Apesar de a doença ser uma das DTNs mais disseminadas, muitos países a controlaram pela aplicação de inseticidas, e houve uma queda de 24% de 1990 a 2013 nos AVIs causados pela enfermidade no mundo.

 Há outros casos bem-sucedidos. Infecções intestinais por nematódeos, como aquelas causadas por vermes em forma de gancho, registraram a maior queda entre as

 DTNs – 46% até 2013. Já o chamado verme-da-Guiné, causador da dracunculíase, está quase erradicado.
Mas enquanto a maioria das DTNs registram prevalência menor em 2013 do que em 1990, algumas estão em alta, e certas doenças possuem um potencial de estrago maior do que as enfermidades que estão recuando.

DTNs em alta

 A leishmaniose é causada pelo protozoário parasita Leishmania e transmitida pela picada de mosquitos infectados. Pode resultar em lesões cutâneas graves ou mesmo em morte. Cerca de 12 milhões de pessoas estão infectadas, e houve um aumento de 136% nos AVIs desde 1990.

 O caso mais preocupante é da dengue, doença conhecida dos brasileiros, mas distante do mundo desenvolvido.

 Segundo a OMS, há registro de cerca de 390 milhões de casos de dengue no mundo por ano, e 96 milhões desses casos resultam em doenças com alguma severidade.

 Houve aumento superior a 600% nos AVIs causados pela doença desde 1990.

 Para David Molyneux, da Escola de Medicina Tropical de Liverpool (Inglaterra), a dengue “é uma das DTNs mais negligenciadas, e é muito difícil de controlar e diagnosticar.”

 Uma causa importante desse aumento é o movimento de pessoas de áreas rurais para centros urbanos, ambiente propício à proliferação do Aedes aegypti, o mosquito transmissor da doença e de outras enfermidades como Zika e febre amarela.

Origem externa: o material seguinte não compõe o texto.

PR #1085, opened 2018-01-08
Fixes for lvmlockd and LVM-activate RAs

renzhengeek:


krig:
Hmm, I'm not sure if I think automatically changing the configuration from the agent is a good idea. @oalbrigt, @dmuhamedagic, any opinion?

oalbrigt:
It might be a good idea to have a note in the metadata that it changes these settings.

renzhengeek:
> Hmm, I'm not sure if I think automatically changing the configuration from the agent is a good idea. @oalbrigt, @dmuhamedagic, any opinion?

In the clvm RA, it use lvmconf command to change the /etc/lvm/lvm.conf.

In Aug. 2017, I tried to push a patch for lvmconf to support enable/disable settings for lvmlock:

https://www.redhat.com/archives/lvm-devel/2017-August/msg00030.html

Unfortunately, LVM upstream seems not interested in that. We cannot just carry that patch in SUSE LVM package, if so, the resource agent wound not work for distro that has not this patch.

Anyway, lvmconf is just a script that use sed to change the lvm.conf directly. So, I think changing the lvm.conf directly in this RA doesn't make much difference with using lvmconf.

renzhengeek:
> It might be a good idea to have a note in the metadata that it changes these settings.

Good idea. I've updated as you suggest. Thanks.

krig:
> Unfortunately, LVM upstream seems not interested in that. 

Looking at the email, I don't see any explanation *why* you are adding the feature to enable/disable lvmlockd. Generally, it is difficult to argue for or against a chance without knowing the reason behind it. This might be why there was little response from upstream.

I would recommend submitting the patch again, and explaining why you want to make these changes. Then, upstream also has the option of describing an alternative way of achieving what you want. :)

renzhengeek:
> Looking at the email, I don't see any explanation why you are adding the feature to enable/disable lvmlockd. 

Hah, I think I had some bit explanation:

```
lvmconf is handy when you need to change lvm.conf in script,
like resource agent in HA cluster. This patch add support
for enabling/disabling lvmlockd
```
Maybe the wording is not good enough, but the reason is quite straightforward - allowing to change settings for lvmlockd with lvmconf so that it can be used in script like HA resource agent.

Well, let me try again. Thanks.

krig:
OK, I'll merge with the note in the meta data. Thanks!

 Oficiais em mutirão antidengue na regiçao sul de Nova Déli, capital da Índia

 “Mosquitos botam ovos em recipientes com água limpa e parada, como pneus e tanques abertos: objetos encontrados em áreas urbanas. Esses fatores provocam aumento nas populações do vetor e o avanço da doença acompanha a expansão urbana”, afirmou Molyneux.

 “Enquanto o avanço da doença no Sudeste Asiático tem sido foco de atenção, a situação na África ainda é pouco conhecida. Em muitos casos, a dengue é diagnisticada erroneamente como malaria, e todos os indicadores de DTNs podem estar subnotificados.”

 “É um desafio real”, diz o professor. “Em Cingapura a saúde pública é fantástica, mas os casos de dengue são recorrentes. Se isso ocorre em uma cidade com um bom sistema de saúde, com punições para quem mantém ambientes de reprodução do mosquito, como é possível controlar a doença em outros lugares, mesmo com todos nossos esforços?”, questiona.

Mas ainda há esperança, depositada geralmente em vacinas. Em julho, foi liberada no Brasil a comercialização da vacina contra a dengue Dengvaxia, do laboratório Sanofi Pasteur, com preços entre R$ 132,76 e R$ 138,53 para hospitais e clínicas, segundo a Agência Brasil.